But while I make all these plans to erase my gouged in circle, I accidently lifted my head. The oppressive sight of the maze of circles in front of me made me realize that... Even if I erased mine, I'll still have to squeeze through the ever shrinking spaces between the circles of the people I know.

Since I revealed so many of my personal "Distance" keeping secrets, I must persist as far as my cowardly self would allow me to. Whoever reads this blog must be quite close to me. I am now going to send this entreaty out to all of you.

I'll erase my part of the circle that is closest to yours if you would too do the same for me :)
- Tell me if you are going to take up this offer! Of course, no hard feelings if you are not. I respect your personal space =D

Love,
Alison

P.S. OMG! THIS IS SO REVOLUTIONARY! HOW EXCITING IS THIS!

Tuesday 20 January 2009

Here

回来的感觉好强烈。
心跳似乎加速了,胸膛里的那块石头拼命的扩大。
脖子以下感觉闷闷的,头部又昏又涨。
好紧张,好害怕,好不想离开。

家的担忧,烦恼,牵挂。
家的爱情,友情,亲情。
在家讲的话更大声,走的路更快,行的为更猛。
在家经历的种种事好贴心,好有撞击力,好真。

存在家的我每时每刻都在承受着一波又一波困惑袭上心头的感觉。

这次的离开会很恐怖。

Translation:

I'm always thirsty at home.
People, touch, speech, everything has such intensity here.
My heart beats faster, the lump in my chest gets harder.
I talk louder here. I walk faster. I act bolder.
Everything is so real, the colours so saturated.
I'm afraid of leaving.

It feels almost desperate.

Friday 16 January 2009

被宠坏的公主

在过去的几年里,我偶尔会遇见我的一个比较罕见的面孔。
今晚我决定了,我要替她取个名字!这也便于我面对她=D 她的名字将被称为

被宠坏的公主

这位被宠坏的公主真是个及恐怖又讨厌的怪物。傲慢,自大的她能表现出骇人听闻的行为。说真的,我有点怕她。

她的创造非常奇怪,不是我父母从小对我的过度纵容而造成的(根本没有这种事!因为我的父母是那种相信严格简朴的教育方式,这能清楚的从我携带的背包看出来=/)她是随着我慢慢长大,发现自己有能力轻而易举的得到我要的东西,结果,甚至某些人而成的。不要误解我的意思,我是要经过一些努力的,但大部分时侯我会得到我心中的愿望。久而久之,我开始认为和相信我要的东西我都能得到,不能得到的是因为我不够努力或情况不利。自大的我开始对不顺我心意的东西愤怒不安。说真的,我身边的那些好朋友对我的无限好可能也给了这个怪物一些不应的养分。

怎么办呢?她的出现很不理想,也让我的个人关系变紧张。直至今天早上为止我还能把她隐藏和掩盖着,但是今晚她露出了尾巴。那恐怖的怪物!她使我认为别人也应该实现我的高期望!但我明明知道世界上我唯一能控制的人是我自己,所以我不能在别人身上放任何的期望或需要。她的出现让我忽略了那个事实,使我的幸福依赖于其他人!恐怖!恐怖!恐怖!
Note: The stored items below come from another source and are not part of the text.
PR #80, opened 2016-01-14
Remove duplicate words

mih:


constellates:
Closing because this is the same as #81. Let me know if this is incorrect.

mih:
Not the same, was a different file. Same strings though.

constellates:
Ok. That makes sense. Thanks again.

PR #81, opened 2016-01-14
Remove more duplicate words

mih:
Sorry, for two PRs -- used online editor.


constellates:
Good catch. Thanks for the contribution.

我一定要不断的提醒自己,必须记得自己的微小,记得宽容,记得无私。这样我才能狠狠的将她窒息死亡。

Wednesday 14 January 2009

My walk with THE DUDE

Every time I think about my religion, I will be seized by a variety of emotions.
1) Argh! My god! (note the irony) Why are these people so ewwwwwwwrrrgggwhwhwwwgghhhh!
2) Intense guilt- Why why why????????- I am a terrible Christian :(
3) All consuming resignation.
4) Moderate contentment.
5) Slight self debasement. Okay. Understatement.
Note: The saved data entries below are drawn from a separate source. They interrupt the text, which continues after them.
PR #451, opened 2018-04-04
[WIP] iEEG validator extension

choldgraf:
This PR adds validation for the iEEG specification. It's still WIP and is basically a riff off of @jasmainak 's MEG PR. Still a WIP but comments are definitely welcome.

**NOTE: the following list is now in  https://github.com/INCF/bids-validator/issues/510 **
## To-do list for this PR to get merged

- [ ] Agree on how to reference the coordinate systems in the main BIDS spec
- [ ] Agree on nomenclature around "electrodes" vs "contacts" (e.g. for electrode shanks vs single electrodes)
- [ ] Decide on a final list of file extensions to support.
  - Current extensions suggested: EDF, VHDR
  - Current extensions allowed in addition: MEF3, SET, NWB
  - In particular @jasmainak and @teonbrooks showed concerns with having EDF as a primary format we recommend people use.
- [ ] Decide whether we want javascript readers to be a blocker on the specification
- [ ] Decide whether we want python readers to be a blocker on the specification
- [ ] Figure out prefixes for units
- [ ] Relatively minor spot-checks in the google doc
- [ ] Final pass
- [ ] Merge!

<details>
<summary>Old comments from before</summary>

A few thoughts that came up with this first pass:

* Here: do we need `_ieeg` and `_meg` for each of the electrodes/channels files (e.g., should we do `channels.tsv` -> `channels_meg.tsv`? Here are some points where this might be relevant:
  * https://github.com/INCF/bids-validator/pull/301/files#diff-bca076162864b02c2dbe628ed44a653cR61
  * https://github.com/INCF/bids-validator/pull/301/files#diff-bca076162864b02c2dbe628ed44a653cR108
  * https://github.com/INCF/bids-validator/pull/301/files#diff-bca076162864b02c2dbe628ed44a653cR196
  * https://github.com/INCF/bids-validator/pull/301/files#diff-bb569ec823383674890ed051c0aab5f5R42
* Or can we just update the coordsystem schema to include ieeg?
  * https://github.com/INCF/bids-validator/pull/301/files#diff-edddc921ee448ec0b00eb10faf4ac9d6R3
* Does it make sense to merge some of the JSONSchemas into a "shared" schema and
  then use the same "inheritance" principle so we only define the schema items
  that differ for each type of data? At the least we could have a `base.json`
  that holds fields to be shared between all data
* Does the MEG spec have "electrodes.tsv" or is this just iEEG? I didn't see
  anything about `electrodes.tsv` in Mainak's PR.
* Where is the check for optional fields in TSV files? E.g., can we create a
  JSONSchema for TSV files where keys map onto columns, and "type" maps on to the
  type for each column?
</details>

cc @chrisfilo @dorahermes @tyarkoni @jasmainak who may be interested or have thoughts


tests/json.spec.js
```diff
@@ -32,23 +32,43 @@ describe('JSON', function(){
...
-        validate.JSON(meg_file, jsonObjInval, function(issues){
-            assert(issues && issues.length === 1);
-        });
-    });
+  var meg_file = {
+      name: 'sub-01_run-01_meg.json',
+      relativePath: '/sub-01_run-01_meg.json'
+  };
+
+  it('*_meg.json sidecars should have required key/value pairs', function(){
```
choldgraf, line 40: the meg `it(` section was at a different indentation level and I couldn't figure out why, so I aligned them

dorahermes:
Really cool that you made a start! I can only comment on one of your points, which is that the MEG spec does not have an _electrodes.tsv file, but a digitization file: _headshape.<manufacturer specific extension>.

tests/json.spec.js
jasmainak: It's javascript, indentation doesn't matter :-P

validators/json.js
```diff
@@ -39,6 +39,8 @@ function checkUnits (file, sidecar) {
             schema = require('./schemas/dataset_description.json');
         } else if (file.name.endsWith("meg.json")) {
             schema = require('./schemas/meg.json');
+        } else if (file.name.endsWith("ieeg.json")) {
+            schema = require('./schemas/ieeg.json');
```
jasmainak, line 45: you need to update here.

coordsystem.json -> coordsystem_meg.json etc.

utils/issues/list.js
```diff
@@ -372,4 +372,24 @@ module.exports = {
...
     }
+    75: {
+        key: 'CHANNELS_COLUMN_SFREQ',
+        severity: 'error',
+        reason:   "Fourth column of the channels file must be named 'sampling_frequency'"
+    },
+    76: {
+        key: 'CHANNELS_COLUMN_LOWCUT',
+        severity: 'error',
+        reason:   "Third column of the channels file must be named 'low_cutoff'"
```
jasmainak: Fifth?

utils/issues/list.js
```diff
@@ -372,4 +372,24 @@ module.exports = {
...
+    },
+    77: {
+        key: 'CHANNELS_COLUMN_HIGHCUT',
+        severity: 'error',
+        reason:   "Third column of the channels file must be named 'high_cutoff'"
```
jasmainak: Sixth?

utils/issues/list.js
```diff
@@ -372,4 +372,24 @@ module.exports = {
...
+    },
+    78: {
+        key: 'CHANNELS_COLUMN_NOTCH',
+        severity: 'error',
+        reason:   "Third column of the channels file must be named 'notch'"
```
jasmainak: Seventh? :-P

jasmainak:
> Does it make sense to merge some of the JSONSchemas into a "shared" schema and
then use the same "inheritance" principle so we only define the schema items
that differ for each type of data? At the least we could have a base.json
that holds fields to be shared between all data

Wouldn't this be sorted out when the iEEG spec gets merged into the main spec? So, I suppose nothing to worry about right now

jasmainak:
> do we need _ieeg and _meg for each of the electrodes/channels files (e.g., should we do channels.tsv -> channels_meg.tsv?

again, seems like a discussion for the google doc of iEEG spec, no?

utils/issues/list.js
```diff
@@ -372,4 +372,24 @@ module.exports = {
         severity: 'error',
         reason:   "Nifti file exist with both '.nii' and '.nii.gz' extensions."
     }
+    75: {
```
jasmainak: I wonder if we should pool these codes together into one: MISSING_TSV_COLUMN ? What do you think? There seems to be some redundancy there

jasmainak:
looks like a good start indeed !

you need to update tests

jasmainak:
> Where is the check for optional fields in TSV files? E.g., can we create a
JSONSchema for TSV files where keys map onto columns, and "type" maps on to the
type for each column?

There is none at the moment. That would be a welcome addition!

tests/json.spec.js
choldgraf: it may not matter to the machine, but to some humans it does ;-)

validators/json.js
choldgraf: I wanted to make sure this was the path forward we all agreed on before implementing all of these changes. Do you think it's a good decision to require `coordsystem.json` to be instead `coordsystem.{{ieeg | meg | eeg}}.json`? What do you think @chrisfilo ?

utils/issues/list.js
choldgraf: Seems reasonable to me, I guess there could be one error, and it'd say "The first N columns must be these values: `[XXX, ..., XXX]`" yeah?

validators/json.js
chrisgorgo: Are you referring to the name of the schema file? As long as content is correct and the right file is being called in the code it does not matter much.

choldgraf: yep, just the name. Just a question of whether to force people to use `_<insert-modality-type>` at the end of `coordsystem`

chrisgorgo: I am still a bit confused - which people? bids-derivatives developers or BIDS iEEG users?

In other words is this a question about internal bids-derivatives implementation detail or the shape of the BIDS iEEG proposal?

choldgraf: The question is: should the BIDS-iEEG specification require that the file be called `coordsystem_ieeg.json`, and that the BIDS-MEG specification should be called `coordsystem_meg.json`, rather than allowing each one to call the file `coordsystem.json`

choldgraf: The way I see it, these are the two options:

1. Both specifications can have a file called `coordsystem.json`.
    * We then need to change the regex checkers to look not *just* for a file called `coordsystem.json`, since that will be ambiguous as to whether it's for `meg`/`ieeg`/etc.
    * Instead, we need to look for `ieeg/coordsystem.json` or `meg/coordsystem.json`.
2. The two specifications must change their coordsystem json file to include the spec name in the file name (e.g. `coordsystem_ieeg.json` and `coordsystem_meg.json`).
    * In this case, we need to go through the regexes and have them look for these specification-specific file names.

utils/issues/list.js
```diff
@@ -353,23 +353,14 @@ module.exports = {
...
-    72: {
-        key: 'CHANNELS_COLUMN_TYPE',
-        severity: 'error',
-        reason:   "Second column of the channels file must be named 'type'"
-    },
-    73: {
-        key: 'CHANNELS_COLUMN_UNITS',
-        severity: 'error',
-        reason:   "Third column of the channels file must be named 'units'"
+        reason:   "The column names of the channels file must begin with ['name', 'type', 'units', 'sampling_frequency', 'low_cutoff', 'high_cutoff', 'notch']"
```
jasmainak: channels file -> channels.tsv file

Is it the same for MEG channels.tsv?

jasmainak:
also need tests for the regexps

validators/json.js
chrisgorgo: Few comments:

1. Even though at this stage it is still possible to change the MEG part of spec it would be quite difficult (as you know the MEG crowd would like to get it over with and submit the revision of the paper) and not worth it for this change.

2. You have to be more inclusive when discussing changes to the spec (in contrast to validator implementation details). Especially when they involve multiple modalities.

3. Related to above - this might not be the best forum to discuss spec details. This information gets lost in flurry of other emails concerning validator implementation details and very few people monitor this. I would leave such discussions to the mailing list.

choldgraf:
What's a good way to debug the validator? E.g. I'm getting a cryptic error message and I _think_ it's tied to a specific schema that's being validated, but I don't get any information about which file this is (here's the message:

```
Error: schema is invalid: data.required should NOT have duplicate items (items ## 2 and 11 are identical)
    at Ajv.validateSchema (/mnt/c/Users/chold/Dropbox/github/forks/python/neuro/bids-validator/node_modules/ajv/lib/ajv.js:188:16)
    at Ajv._addSchema (/mnt/c/Users/chold/Dropbox/github/forks/python/neuro/bids-validator/node_modules/ajv/lib/ajv.js:317:10)
    at Ajv.compile (/mnt/c/Users/chold/Dropbox/github/forks/python/neuro/bids-validator/node_modules/ajv/lib/ajv.js:117:24)
    at checkUnits (/mnt/c/Users/chold/Dropbox/github/forks/python/neuro/bids-validator/validators/json.js:50:32)
    at /mnt/c/Users/chold/Dropbox/github/forks/python/neuro/bids-validator/validators/json.js:22:44
    at Object.parse (/mnt/c/Users/chold/Dropbox/github/forks/python/neuro/bids-validator/utils/json.js:29:17)
    at module.exports (/mnt/c/Users/chold/Dropbox/github/forks/python/neuro/bids-validator/validators/json.js:20:16)
    at /mnt/c/Users/chold/Dropbox/github/forks/python/neuro/bids-validator/validators/bids.js:334:21
    at /mnt/c/Users/chold/Dropbox/github/forks/python/neuro/bids-validator/utils/files.js:51:47
    at process._tickCallback (internal/process/next_tick.js:112:11)
```

Is there a way to get `--verbose` to say which file its validating as it scans through a directory?  @jasmainak what helped you in these little nitpicky things?

chrisgorgo:
I use the graphical debugger included in WebStorm and set some breakpoints.

Best,
Chris

jasmainak:
yeah use the webstorm debugger. It's really helpful to spend a few moments to understand how the debugger works :-)

choldgraf:
You guys have any suggestions for learning how to use webstorm? This is the first I've heard of it...

jasmainak:
I learned it by playing around with the menu buttons, et voila :-P

and for the debugger, you can click on the line number just like in any other IDE

choldgraf:
Wow that took me way too long to figure out. So it turns out that the problem is that one of the JSON files didn't have its final line end with `,`. 

E.g., if the final line was:

```
{
    "TaskName": "visual",
   ...
    "iEEGReferenceScheme": "intracranial channel not included with data"
}
```

it would throw the error:

`Error: schema is invalid: data.required should NOT have duplicate items (items ## 2 and 11 are identical)`

but if the final line was:

```
{
    "TaskName": "visual",
   ...
    "iEEGReferenceScheme": "intracranial channel not included with data",
}
```

then it would pass fine.

This took me a long time to figure out because ending the JSON with a `,` actually doesn't pass many JSON linters (e.g. https://jsonlint.com/). Have you guys run into this problem as well?

chrisgorgo:
I did not, but indeed the error message is counter intuitive.

Best,
Chris

PS Apologies for brevity and potential typos. This message was composed on
a phone.

choldgraf:
ahh I figured it out - the `,` actually wasn't the error, but if the file included a `,` then it would trigger a _different_ error and the script would break then. If the `,` was removed, it would pass this initial check and then a later check would raise the _actual_ error.

jasmainak:
@choldgraf why do you use an online linter when it is already in sublime text? ;-) maybe that's why I never ran into the error ...

choldgraf:
I use atom for linting, I had just reached that point of debugging where you think to yourself "I have no idea why this isn't working I'm going to start desperately trying things until it works again"

validators/schemas/ieeg.json
```diff
@@ -0,0 +1,47 @@
+{
+        "type": "object",
+        "properties": {
```
choldgraf, line 3: Not sure whether we need to explicitly define all of the non-ieeg channel counts since MEG didn't do this, but this is what we have in the specification for ieeg so ¯\_(ツ)_/¯

choldgraf:
ok - I think the ieeg validator is nearly there (at least for this version of the ieeg specification). A couple dangling questions:

1. What's the process around adding ieeg datasets to the `bids-examples` repository? It seems like we need to add them and then make the tests in this PR pull the archive from the ieeg branch?
2. @dorahermes and I should make sure that the datasets on the BIDS-iEEG branch both adhere to the current specification and pass the validator (@jasmainak what would you recommend for this? Perhaps Dora can just checkout my version of the validator so she can spot-check problems on her data locally?)
3. Once that's done I can build in the new bids-examples tests into the validator tests for this branch

chrisgorgo:
This is the current BIDS IEEG examples branch: https://github.com/INCF/BIDS-examples/tree/bep010_ieeg

For a while it will be an iterative process, examples will be updated and tested against this PR, the PR might need updating, the examples might need updating.

When we will be ready to merge and release BIDS 1.2 (with iEEG) we will 1) merge https://github.com/INCF/BIDS-examples/tree/bep010_ieeg 2) tag new version of bids-examples 3) update this PR to use new version of examples (that will include ieeg).

BTW could you make sure that the validator will correctly detect presence of ieeg modalities and list them in summary (like it does for T1w, bold etc.)? It was missing in the MEG PR.

choldgraf:
@chrisfilo sounds good - re: the summary stuff, where is that code in the validator? And should I add the same for MEG in this PR or has that already been done?

jasmainak:
Feel free to fix for MEG too

chrisgorgo:
It's here: https://github.com/INCF/bids-validator/blob/88a30a31babf6d1f91d2a9d54efab8c150a7c3b8/validators/bids.js#L249

I would recommend doing MEG fix in separate PR so it could be merged sooner.

choldgraf:
hey all - I've gotten this working with the `npm` tests as well as have my own dataset passing. I believe that @dorahermes is working on getting her own dataset to pass as well.

What is the path forward on this PR? Obviously make sure that circle is passing, but beyond that is there a specific to-do item? (also happy to have another review from somebody to make sure I'm not missing something). I'm happy to keep making PRs to spot-check problems as they come up if it looks like we didn't get something quite right this time around...

dorahermes:
I updated by datasets so they should pass, @choldgraf can you check?

chrisgorgo:
If the branch is feature complete we wait for the BEP to be merged then:

- merge the bids-examples branch
- mint a new release of bids-examples
- update this PR to make circle happy

One thing that you might want to add here (that MEG PR was sadly missing) is some form of light validation of the binary data formats. For example for each NIFTI file the validator is reading the header and checking validity and consistency of its metadata.

choldgraf:
@chrisfilo interesting point re: validating the binary files. @jasmainak or @teonbrooks did you guys think up a way that you could validate a `.fif` / `.edf` / `.gdf` file?

choldgraf:
ping to @larsoner as well - Eric do you know of a good way we could do a quick "is this a proper `.fif` / `.gdf` / `.edf`?" check with javascript by looking at the headers of the files?

jasmainak:
I don't know any javascript way to do it unfortunately :\ Currently the MEG specification supports 6 or 7 formats and I am not sure if there is a javascript reader for each of them. At least I could find an edf reader on a quick google search: https://www.npmjs.com/package/edf-parser. Maybe you could cook up something by reading the IO code in mne-python. I don't know ...

choldgraf:
@chrisfilo do you have any suggestions for how we could validate edf/gdf/fif files from javascript? Hopefully nothing too crazy - I can write regexs, but writing header readers for binary data formats is pretty far outside of my javascript / coding skillset...

chrisgorgo:
I don't know these formats, so I cannot help. Would be good if at least
some of them had I/O libraries in JS. I have not looked myself though.

dorahermes:
Does the biosig toolbox run in Java?  
https://github.com/donnchadh/biosig/tree/master/biosig4java

See: http://biosig.sourceforge.net/

teonbrooks:
> @chrisfilo interesting point re: validating the binary files. @jasmainak or @teonbrooks did you guys think up a way that you could validate a .fif / .edf / .gdf file?

we don't have a validation tool for these (yet). are you asking if there is a js implementation for reading header info from files? and then, I guess, comparing that to the sidecar files?

choldgraf:
yeah, mostly. @chrisfilo mentioned that we need to validate that the `.edf` `.fif` etc files are actually what they seem. I don't think we need to really strongly validate them against the JSON data, but at the least we could return that they are a "proper" version of the file type.

That said, I have no idea how to go about reading in these files from scratch in Python much less in Javascript...

teonbrooks:
@chrisfilo, could you point us in the direction of how you validate the nifti file? I could use that as a starting block to look into `fif` for starters for meg, and then `edf` for eeg. 

also, just found [this](https://github.com/NeuroTechX/node-edf) which might also be a good starter

choldgraf:
perhaps we could shoot for EDF + FIF validation as a starting point for the validator (that would at least cover part of MEG and iEEG) and add subsequent validator support as updates in the future

chrisgorgo:
Here you go: https://github.com/INCF/bids-validator/blob/master/utils/files.js#L225

+1 for starting small and adding more file formats later.

Please mind that not all node modules are pure JS - some are just bindings to external libraries.

choldgraf:
I'm worried that this PR is becoming stale because it's currently blocking on a javascript EDF/FIF/etc reader that will likely take some time to implement.

It sounds like the first pass will be to validate `.edf` files for this round, and to add support for other file formats in the coming months. Since EDF cuts across almost all electrophysiology modalities, can we get this PR merged without blocking on an EDF javascript parser? I think that it will be complex enough that it would make this PR significantly more complicated, and is also somewhat orthogonal to the file name / metadata checking that's already in this PR. Getting this merged would also make it easier to spot where we can reduce redundancy with the EEG validator...

WDYT @chrisfilo ?

(happy to make other edits etc per the other parts of the PR, however)

choldgraf:
alternatively, we could wait until the specification is frozen as the primary blocker (as opposed to EDF javascript validation)

tests/bids.spec.js
```diff
@@ -160,4 +160,22 @@ var suite = describe('BIDS example datasets ', function() {
             isdone();
         });
     });
+
+    it('validates ieeg modalities', function(isdone) {
+        var options = {ignoreNiftiHeaders: true};
+        validate.BIDS("tests/data/BIDS-examples-" + test_version + "/ds001", options, function (issues, summary) {
```
choldgraf, line 166: I am thinking that this is cruft from an earlier version of this PR (this whole section)...does that seem true to folks?

chrisgorgo:
I understand your concern, but I would prefer waiting until the iEEG BEP is
frozen and merged into the main spec.

One alternative is to set up a branch for all iEEG related validator fixes
and send PRs against that. This could help organize the work, but will not
avoid having to keep up with the upstream. Luckily upstream is not
undergoing any major refactors.

Best,
Chris

jasmainak:
@choldgraf: 

http://webmeg.net/js/formatReaders/fiffReader.js
http://webmeg.net/js/formatReaders/edfReader.js

I think you might like this :)

I'm also happy to collaborate on writing separate node libraries for these readers if they don't exist :-)

choldgraf:
nice! very cool. I'm going to have minimal time to look into javascript readers/writers (getting married in 2 3 weeks), so I am totally welcome to new PRs or pushes to this PR.

choldgraf:
Hey all - I took a pass through our outstanding comments / issues and tried to collect them into a list at the top, so that it's clearer what needs to be done for this to get merged.

https://github.com/INCF/bids-validator/pull/451#issue-179479214

Take a look and let me know if I missed something / if we should remove or edit something.

In particular I am curious what people think about making Javascript readers or Python readers to be a blocker for the specification.

jasmainak:
> I'm going to have minimal time to look into javascript readers/writers (getting married in 2 3 weeks), so I am totally welcome to new PRs or pushes to this PR.

congratulations @choldgraf ! It's a bummer I'm not in Paris at the moment. It's one of the things I am interested at looking into with @teonbrooks in the upcoming hackathon at Neuroinformatics. I will keep you posted.

choldgraf:
Hey all - I just rebased and pushed a commit that replicated what @sappelhoff did here: https://github.com/robertoostenveld/bids-validator/pull/15

It looks like tests aren't passing but I'm not sure that I'll have time to fix them before leaving for my wedding on Sunday, after which I'll be offline for about a month. If somebody can give me feedback soon I can try to implement something, but I don't have time to disentangle a bunch of javascript :-( 

maybe @jasmainak can help out? anybody feel free to push directly to this branch

nellh:
I got the tests working but there's a couple things I ended having to change in the actual tests:

1. The removed electrodes.tsv test was looking for a type column which isn't present in the example or the spec.
1. The ieeg.json sidecar test example was missing a couple fields required by the JSON schema, SamplingFrequency and iEEGReference. I filled in some dummy values in the test but it might be better to fix the schema to not require these. Let me know and I can make that change instead.

jasmainak:
I think dummy values are fine in the test of the schema! Since these are required fields in the specification, perhaps it's better not to change the schema?

choldgraf:
@nellh wow - you are awesome! Thanks so much :-)

sappelhoff:
@choldgraf : Bringing the discussion back to file format / header validation, I started a validator for the BrainVision (vhdr) format here: https://github.com/sappelhoff/brainvision-validator

We could make good use of that for both BEP006 and BEP010 :-) feel free to contribute

choldgraf:
@sappelhoff ah that looks great! I'm looking forward to getting more brainvision tools in the open source ecosystem. I'll be of limited help in this space for the next few weeks (getting married and then a rare break from work for a few weeks). But I can help out when I get back.

nellh:
I got this up to date with master after merging #464 - if someone can review the conflicts resolution and all else looks ready, I can merge this.

I think we can set aside the Code Climate reports here, a lot of code formatting with change in #504 anyways.

utils/type.js
```diff
@@ -113,9 +116,15 @@ module.exports = {
...
+            '\\/(?:(ses-[a-zA-Z0-9]+)' +
+            '\\/)?\\1(_\\2)?(?:_task-[a-zA-Z0-9]+)?(?:_acq-[a-zA-Z0-9]+)?(?:_proc-[a-zA-Z0-9]+)?(?:_space-[a-zA-Z0-9]+)?'
+            + '(_events.tsv|_channels.tsv|_electrodes.tsv|_ieeg.json|_coordsystem.json|_photo.jpg|_headshape.pos)$');
+
         return conditionalMatch(scansRe, path) || conditionalMatch(funcSesRe, path) ||
             conditionalMatch(anatSesRe, path) || conditionalMatch(dwiSesRe, path) ||
-            conditionalMatch(megSesRe, path) || conditionalMatch(eegSesRe, path);
+            conditionalMatch(megSesRe, path) || conditionalMatch(eegSesRe, path) ||
+            conditionalMatch(megSesRe, path) || conditionalMatch(ieegSesRe, path);
     },
```
sappelhoff: That's one `conditionalMatch(megSesRe, path) ||` too much, should be:

```js
            conditionalMatch(megSesRe, path) || conditionalMatch(eegSesRe, path) ||
            conditionalMatch(ieegSesRe, path);
```

validators/bids.js
```diff
@@ -235,7 +238,9 @@ BIDS = {
 
         // validate individual files
         async.eachOfLimit(fileList, 200, function (file, key, cb) {
-            var path = file.relativePath;
+            const path = file.relativePath;
+            const pathParts = path.split('_');
+            const suffix = pathParts[pathParts.length - 1];
 
             // Make RegExp for detecting modalities from data file extensions
             var dataExtRE = new RegExp (['^.*\\.(',
```
sappelhoff, line 246: the `dataExtRE` should be adjusted for iEEG as well (adding `dat`). E.g.,

```js
            // Make RegExp for detecting modalities from data file extensions
            var dataExtRE = new RegExp (['^.*\\.(',
                                         'nii|nii\\.gz|', // MRI
                                         'fif|fif\\.gz|sqd|con|kdf|chn|trg|raw|raw\\.mhf|', // MEG
                                         'eeg|vhdr|vmrk|edf|cnt|bdf|set|fdt', // EEG
                                         'some|extensions|for|ieeg|that|are|not|yet|covered', //iEEG
                                         ')$'].join(''));
```

... so that iEEG is added as a modality.

validators/json.js
```diff
@@ -40,6 +41,12 @@ function checkUnits (file, sidecar) {
...
+        } else if (file.path.includes('/meg/') && file.name.endsWith("coordsystem.json")) {
+            schema = require('./schemas/coordsystem_meg.json');
+        } else if (file.path.includes('/ieeg/') && file.name.endsWith("coordsystem.json")) {
+            schema = require('./schemas/coordsystem_ieeg.json');
         } else if (file.name.endsWith("eeg.json")) {
```
sappelhoff, line 50: Note: there is no `coordsystem_eeg.json` yet ... we should add that ... but after merging this PR

validators/bids.js
```diff
@@ -267,16 +272,27 @@ BIDS = {
...
+            if (summary.modalities.indexOf(modality) === -1) {
+                summary.modalities.push(modality);
+            }
+
+                process.nextTick(cb);
+                }
+
+            // capture ieeg files for summary
+            else if (file.name.endsWith('.edf') || file.name.endsWith('.vhdr') || file.name.endsWith('.vmrk') || file.name.endsWith('.dat')) {
+                ephys.push(file);
```
sappelhoff: the capture of ieeg files for summary should happen on line 275 ... below the capture of nifti files for validation.

Also, if the array is called `ephys`, the EEG files should be captured as well, this involves adding `cnt|bdf|set` as possible extensions using the `.endsWith` style --> perhaps there is a smarter way to program this, apart from using many ORs

sappelhoff (changes requested):

utils/type.js
nellh: Pushed a fix for this. Thanks for catching that.

jasmainak:
has this been validated against the new iEEG dataset [offline](https://github.com/INCF/bids-validator/blob/88a30a31babf6d1f91d2a9d54efab8c150a7c3b8/tests/bids.spec.js). Otherwise, you'll end up with lots of failures in BIDS-examples ...

validators/bids.js
nellh: What extensions would be useful here? It doesn't seem clear from the BEP010 spec.

nellh: I'll add 'dat' but I'm unclear if there's any others.

sappelhoff: @nellh, that's something @choldgraf or @dorahermes could say more about.

dorahermes: In the current spec iEEG also allows the following:
nwb|tdat|tidx|tmet

(I will update the visual and motor BIDS-example sets this week)

jasmainak: @sappelhoff this looks outdated for MEG. We should fix it.

@nellh there is an intersection between the file formats for EEG and iEEG. I think it will pretty hard to tell the modality without reading the files ... you could probably say EEG/iEEG or something like that.

jasmainak: It comes back to the discussion we had with @teonbrooks about having javascript readers for ephys files

nellh: Thanks, I've added those.

sappelhoff: @jasmainak:

> his looks outdated for MEG. We should fix it.

Could you perhaps make a specific issue?

> It comes back to the discussion we had with @teonbrooks about having javascript readers for ephys files

See this [project](https://github.com/sappelhoff/brainvision-validator) I have started for validation of BrainVision files

nellh:
I'm going to merge this so we can continue with refactoring. Further improvements can work towards enabling the `--bep010` flag by default.

choldgraf:
Sounds great! Thanks everybody for pitching in to get this one merged! I've opened up https://github.com/INCF/bids-validator/issues/510 to coordinate the things that are remaining in order to "activate" the iEEG spec in the validator. Just FYI!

Hmmm. I should work on being glad.
Strangely enough, Why am I still a Christian? Why did I become a Christian?!
One never really understands the odd matters of faith and screwed up minds.

P.S. HAHAHA! Fret not my dear Christian friends and boyfriend. I am NOT having doubts or a strange seizure. Just trying to add humor, a little bit of direction and truth to my, QUOTE: "Walk with God".

P.P.S. Will appreciate if NO ONE leaves a comment asking me to Pray. Its the kind of thing that will incite reaction (1) above. -refer to it if you've forgotten. Its just an eye flick away.

Saturday 10 January 2009

解放

My exams are over... Honestly, I've never felt so much pain in my life studying before.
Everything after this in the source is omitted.